I must confess that when it comes to Unicode, I have buried my head in the sand and deliberately tried to ignore the whole transition mess from the English-centric ANSI based character set to the world-friendly Unicode standard.
To get a brief background on Unicode and what it means to developers, please see Joel's article. It is a good briefing on the problem that Unicode solves, and addresses the basics.
As mentioned in other programming related posts, my company's primary products are developed using Delphi 2007 for the Windows platform. One of the primary products is also supported on the Linux platform by using Free Pascal.
Recently, CodeGear released a new version of Delphi - 2009. Doing some research on the product, it appears as if they have made a fairly significant change to the language. In previous versions, the string type was an AnsiString, which means that one characters takes up one byte of memory. In the 2009 version, the string type is now mapped to a UnicodeString. Since a Unicode string can have one of several types of encoding which map one character to one or more bytes, it is possible that this change may drastically affect any legacy Delphi application which processes strings, especially if it is a library which is used by other applications.
Thankfully, CodeGear has provided developers with three articles {part 1, part 2, part 3} detailing the changes made, and gotchas to look out for when porting legacy applications over to Delphi 2009. Please take a look at these articles to see what the potential obstacles are when moving your applications over, and consider the difficulties. Third party components will most likely also need to be tweaked to work with Delphi 2009, so keep that in mind as well. You can find PBear's HTML viewer updated for Delphi 2009 here, along with other free components.
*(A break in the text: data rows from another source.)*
PR #2107, opened 2025-04-19
Settings window refactor

luizzeroxis:
## Description
Updated settings window so it's not based on a giant Grid, but instead StackPanels. This should make it easier to add or edit these settings in the future. As a bonus, you can now click the labels of checkboxes to check them

### Caveats
None

### Notes
None


colinator27 (approved):

colinator27:
Looks good, thanks! I'll probably follow up with a few tiny tweaks, but nothing too specific to this PR.

PR #2114, opened 2025-04-29
Add "Restore to defaults" button to (de)compiler settings window

### LINKED ISSUE #2112: Restore to default action button for compiler/decompiler settings

UI/UX

Restore to default action button for GML compiler/decompiler settings

CST1229:
Resolves #2112

## Description
exactly what it says on the tin
image

### Caveats
There's no confirmation. IDK whether there should be one or not (it should be easy to add). Also, the way it resets the settings might be a bit hacky (because I don't feel like PropertyChanged-ing), but It seems to work.

### DIFF
--- a/UndertaleModTool/Settings.cs
+++ b/UndertaleModTool/Settings.cs
@@ -64,7 +64,8 @@ namespace UndertaleModTool
         public bool EnableDarkMode { get; set; } = false;
         public bool ShowDebuggerOption { get; set; } = false;
         public DecompilerSettings DecompilerSettings { get; set; }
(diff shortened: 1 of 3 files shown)


colinator27:
Maybe the settings could be rewritten at some point, but at least right now, the `Settings` constructor actually changes the global instance to be itself. That meant that *all* settings were accidentally being reverted when clicking the button, so I've fixed the code to not use that constructor.

colinator27:
I also just rewrote the logic so that the decompiler settings instance is reused, rather than created from scratch. Otherwise, the updated settings may not go into effect until the next time a data file is loaded.

colinator27 (approved):

PR #2123, opened 2025-05-13
Clean up UndertaleSequence

colinator27:
## Description
Cleans up `UndertaleSequence`, changing out some technically undefined behavior of `Dictionary` to use regular lists, and also adding some basic documentation (though still incomplete for certain fields that I don't fully understand).

### Caveats
Potential incompatibility with existing code relying on sequence structures, although these changes should be easy to adapt to. This has been tested on my regular set of games for save/load regressions.

### Notes
I also modified the `Align` methods in `UndertaleReader`/`UndertaleWriter` to no longer accept a padding byte other than 0, because it was unused and had some incorrect logic associated.

Support was also added for `GMAudioEffectTrack`, which acts just like a track with real keyframes for our purposes.


colinator27:
Also forgot to mention, but this also resolves https://github.com/UnderminersTeam/UndertaleModTool/issues/2079.

colinator27:
Going to merge this in now as it seems low-risk (tested save/load on my suite of test games), and so that dependent PRs won't have conflict issues down the line.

As far as Free Pascal is concerned, Unicode support and compatibility is something that they are currently hashing through. Until a Delphi 2009 Unicode compatibility mode can be implemented in Free Pascal, we will be forced to stick with Delphi 2007 for the time being.
Thanks for posting some links to Unicode info. My workplace just had a large project complete in Europe where they converted almost all of their applications to Unicode. I didn't dig into what was involved before this. It seems similar to the vetting process that y2k created where every component of every application had to be checked for compatibility, but string processing is much much much more common than the numeric processing that would trip up from y2k.
ReplyDeleteTHANK YOU SO MUCH! I searched about 3 hours for converting Pbears HTMLViewer to D2009 - found it here! THANKS!!